(Supplied material begins)

PR #267, opened 2024-08-25
chore(deps): update 'embedded_hal'

danieleades:
does CI actually cover this feature?


patrickelectric:
> does CI actually cover this feature?

Yes https://github.com/mavlink/rust-mavlink/actions/runs/10548211116/job/29221931254

danieleades:
ah i think i see what's going on here. the `embedded_hal_02` dependency is essentially a feature which pins to an older version. Therefore this PR should not be merged.

when `embedded-io` provides feature parity the `embedded_hal_02` dependency/feature should be removed, not updated.

Issue #256, opened 2024-08-22
Async Connection Trait


pv42:
With #255 support for `tokio`-based `async` was merged, adding `async` versions of `write_versioned_msg` and `read_v2_msg` which is very welcome (as it is something I was thinking of doing myself).

I suggest adding an `async` version of the connection trait similar to `MavConnection<M: Message>`: 
```rs
#[async_trait]
pub trait AsyncMavConnection<M: Message> {
    async fn recv(..) -> ..
    async fn send(..) -> ..
    fn set_protocol_version(..)
    fn get_protocol_version(..) -> ..
    async fn send_frame(..) -> ..
    async fn recv_frame(..) -> .. 
    async fn send_default(..) -> ..
}
```
And then implementing it for the `tcp`, `udp`, `file` and potentially `serial` (unsure if/how `tokio` support that) connections and providing a public function to open `async` connections:
`pub async fn connect_async<M: Message>(address: &str) -> io::Result<Box<dyn AsyncMavConnection<M> + Sync + Send>>`

If this is something that would fit and if @joaoantoniocardoso is not already working on it I would be happy to submit a PR.

joaoantoniocardoso:
Hi @pv42, nice idea, surely [mavlink-camera-manager](https://github.com/mavlink/mavlink-camera-manager) (and potentially [mavlink2rest](https://github.com/mavlink/mavlink2rest)) would benefit from that!

To contextualize, I did implement these tokio-based async read/write because I've been experimenting with a new mavlink router written in rust ([mavlink-server](https://github.com/bluerobotics/mavlink-server)). This router can also be refactored to make use of that, but it already has an implementation (which might help us here?).

Feel free to use any of that code if useful, the mavlink-server repo still lacks a license file, but it's intended to be MIT.

BWStearns:
I was literally looking to see if this existed last night! +100!

BWStearns:
Given #255 what does an async connection trait look like broad strokes? Like what would a ticket look like for this?

joaoantoniocardoso:
@pv42 just so you know, I'm reworking the tokio async reader around tokio-utils' codec, so we can ensure a frame would be received from the raw read functions, and using the same codec you can have a tokio's UdpStream.

PR #276, opened 2024-08-29
async connections

pv42:
Implements #256.
Adds asynchronous connect method `async connect_async(address)` as async version of `connect(address)`.
For this the following is added when the `tokio-1` feature is enabled:
- `mod async_connection` with `connect_async(..)` 
- `trait AsyncMavConnection` as `[#[async_trait]` as an async verions of `trait MavConnection`
- `AsyncFileConnection`, `AsyncTcpConnection`, `AsyncUdpConnection` implementing `AsyncMavConnection`
- `AsyncPeekReader` as async verions of `PeekReader`
- read/write functions `read_versioned_msg_async`, `read_versioned_msg_async_signed`, `read_v1_raw_message_async`, `read_v1_msg_async`, `read_v2_msg_async_signed`, `write_versioned_msg_async_signed`, `write_v2_msg_async_signed`
- change functions `read_v2_raw_message_async`, `read_v2_raw_message_async_inner`, `read_v2_raw_message_async_signed`, `read_v2_msg_async` to read from a `AsyncPeekReader` instead of directly for a `tokio::io::AsyncReadExt`
- `connect_async` is exposed as `mavlink::connect_async`

Tests:
- Add async versions of tcp_loopback_tests.rs and udp_loopback_async_tests.rs
- `AsyncUdpConnection` tests datagram_buffering similar to its blocking sibling
- To run test the `tokio` features `rt`, `macros` are needed, for this reason `tokio` with these additional features is required as `dev-dependencies` for both `mavlink-core` and `mavlink`

Caveats 
- No serial support.
- The change of some existing function to `AsyncPeekReader` from `tokio::io::AsyncReadExt` is breaking
- The MSRV test fails (see #277/#278), test succeds locally for bins/lib targets or without using no-dev-deps.
- The combinations of asnyc and signing results in 4 versions of the same functions that effectifly do the same. (e.g. `write_versioned_msg`, `write_versioned_msg_signed`, `write_versioned_msg_async` and `write_versioned_msg_async_signed`)

### DIFF
--- a/mavlink-core/Cargo.toml
+++ b/mavlink-core/Cargo.toml
@@ -26,7 +26,7 @@ embedded-io-async = { version = "0.6.1", optional = true }
 serde = { version = "1.0.115", optional = true, features = ["derive"] }
 serde_arrays = { version = "0.1.0", optional = true }
 serial = { version = "0.4", optional = true }
-tokio = { version = "1.0", default-features = false, features = ["io-util", "net", "sync", "fs", ], optional = true }
+tokio = { version = "1.0", default-features = false, features = ["io-util", "net", "sync", "fs"], optional = true }
 sha2 = { version = "0.10", optional = true }
 async-trait = { version = "0.1.18", optional = true }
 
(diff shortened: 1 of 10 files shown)


patrickelectric (approved):
Nice!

(Supplied material ends)

#### What you need to do:
Transcribe the opening lines of the listing exactly, please. Stop after the line that contains "Hi @pv42, nice".

#### Exercise output:
PR #267, opened 2024-08-25
chore(deps): update 'embedded_hal'

danieleades:
does CI actually cover this feature?


patrickelectric:
> does CI actually cover this feature?

Yes https://github.com/mavlink/rust-mavlink/actions/runs/10548211116/job/29221931254

danieleades:
ah i think i see what's going on here. the `embedded_hal_02` dependency is essentially a feature which pins to an older version. Therefore this PR should not be merged.

when `embedded-io` provides feature parity the `embedded_hal_02` dependency/feature should be removed, not updated.

Issue #256, opened 2024-08-22
Async Connection Trait


pv42:
With #255 support for `tokio`-based `async` was merged, adding `async` versions of `write_versioned_msg` and `read_v2_msg` which is very welcome (as it is something I was thinking of doing myself).

I suggest adding an `async` version of the connection trait similar to `MavConnection<M: Message>`: 
```rs
#[async_trait]
pub trait AsyncMavConnection<M: Message> {
    async fn recv(..) -> ..
    async fn send(..) -> ..
    fn set_protocol_version(..)
    fn get_protocol_version(..) -> ..
    async fn send_frame(..) -> ..
    async fn recv_frame(..) -> .. 
    async fn send_default(..) -> ..
}
```
And then implementing it for the `tcp`, `udp`, `file` and potentially `serial` (unsure if/how `tokio` support that) connections and providing a public function to open `async` connections:
`pub async fn connect_async<M: Message>(address: &str) -> io::Result<Box<dyn AsyncMavConnection<M> + Sync + Send>>`

If this is something that would fit and if @joaoantoniocardoso is not already working on it I would be happy to submit a PR.

joaoantoniocardoso:
Hi @pv42, nice idea, surely [mavlink-camera-manager](https://github.com/mavlink/mavlink-camera-manager) (and potentially [mavlink2rest](https://github.com/mavlink/mavlink2rest)) would benefit from that!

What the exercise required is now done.